Swisslion Group (full legal name: Swisslion Group d.o.o.) is a Serbian multinational food and drinks manufacturer headquartered in Novi Sad. Its products are produced in its factories located in Croatia, North Macedonia, Serbia and Bosnia and Herzegovina.

Swisslion Group core activities are the production of confectionery. This includes biscuits, chocolate bars, wafers, sweets, Turkish Delight, Eurocrem, pasta, soup, cereals, ready-made meals, baby food, marmalades and jams, fruit juices, syrups, alcoholic drinks and ice creams. Swisslion Group also manufactures private labels for companies internationally.
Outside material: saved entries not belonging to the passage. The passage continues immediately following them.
PR #515, opened 2019-04-29
[10.0][FIX] timesheet_currency compute function & missing newline

tbaden:
fix of computed function name and missing newline in xml file


project_timesheet_currency/models/analytic.py
```diff
@@ -22,12 +22,15 @@ def _get_timesheet_cost(self, values):
                 date=values['date']).compute(res['amount'], base_currency)
         return res
 
-    amount_currency = fields.Float(compute="_get_amount_currency", store=True)
+    amount_currency = fields.Float(
+        compute="_compute_get_amount_currency",
```
pedrobaeza: It should be `_compute_amount_currency`

tbaden: thanks for the fast response. fix is pushed

pedrobaeza (approved):
Fast-tracking this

Swisslion Group well-known products include Eurocrem, Juvitana (baby food), Eurodessert (chocolates) and Viljamovka (pear brandy).

History
Swisslion Group traces its origins from the Takovo, founded in 1962 in Gornji Milanovac and Swisslion itself was founded in 1991. Takovo was state-owned during SFR Yugoslavia and one of the country's biggest industrial companies. Swisslion and Takovo merged in 2004 under the name of Swisslion Takovo, following Swisslion's acquisition of Takovo through a public tender.
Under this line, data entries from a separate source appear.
PR #517, opened 2019-04-29
[FIX][10.0] sale_order_project Redefining warning

tbaden:
fix Redefining built-in 'Warning'
fix encoding header C8201(no-utf8-coding-comment)


sale_order_project/models/sale.py
```diff
@@ -4,7 +4,7 @@
 # License AGPL-3.0 or later (http://www.gnu.org/licenses/agpl.html).
 
 from odoo import api, models, _
-from odoo.exceptions import Warning
+from odoo import exceptions
```
pedrobaeza, line 6: You can put this in the first row

sale_order_project/models/sale.py
```diff
@@ -28,7 +28,7 @@ def action_create_project(self):
         project_obj = self.env['project.project']
         for order in self:
             if order.project_id:
-                raise Warning(_(
+                raise exceptions.Warning(_(
```
pedrobaeza: Use `exceptions.UserError` as the other is deprecated

pedrobaeza (changes requested):

tbaden:
thanks for the feedback. changed it.

tbaden:
runbot/travis checks all green with the requested changes

sale_order_project/models/sale.py
pedrobaeza: Well, I meant to put combined with the first row:
```python
from odoo import api, exceptions, models, _
```
But it's not so important.

pedrobaeza (approved):
Fast-tracking this

sale_order_project/models/sale.py
tbaden: will do on the next one.

PR #526, opened 2019-04-30
[FIX][12.0] project_key relative path

tbaden:
fix project_key/tests/test_controller.py:6: [W7950(odoo-addons-relative-import), ] Same Odoo module absolute import. You should use relative import with "." instead of "openerp.addons.project_key"


pedrobaeza (approved):
Fast-tracking this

Since then, Swisslion Takovo's main factories in Serbia are located in Vršac and Gornji Milanovac. The factory in Vršac primarily produces confectionery. Facilities in Gornji Milanovac spanning on over 30,000 square meters, produce ready-made meals,⁣ pasta, soups and fruit juices.

2008–2012
In 2008, Swisslion Group acquired the Croatian Euro Food Markt company based in Sisak, to reinforce its position in the Croatian market. The deal was reported to be worth €20 million.

On January 18, 2010, it was reported that a new confectionery factory in Trebinje worth €18 million had been inaugurated. Late in 2010, local media reported that further investment in the factory was planned. In early 2011, Swisslion Takovo announced that it was investing 5 million euros in new production lines for confectionery products in its factory in Trebinje.

2012–2017
In North Macedonia, production sites are located in Resen and Skopje. In March 2012, Swisslion Takovo announced that it had opened a new production unit in the town of Resen.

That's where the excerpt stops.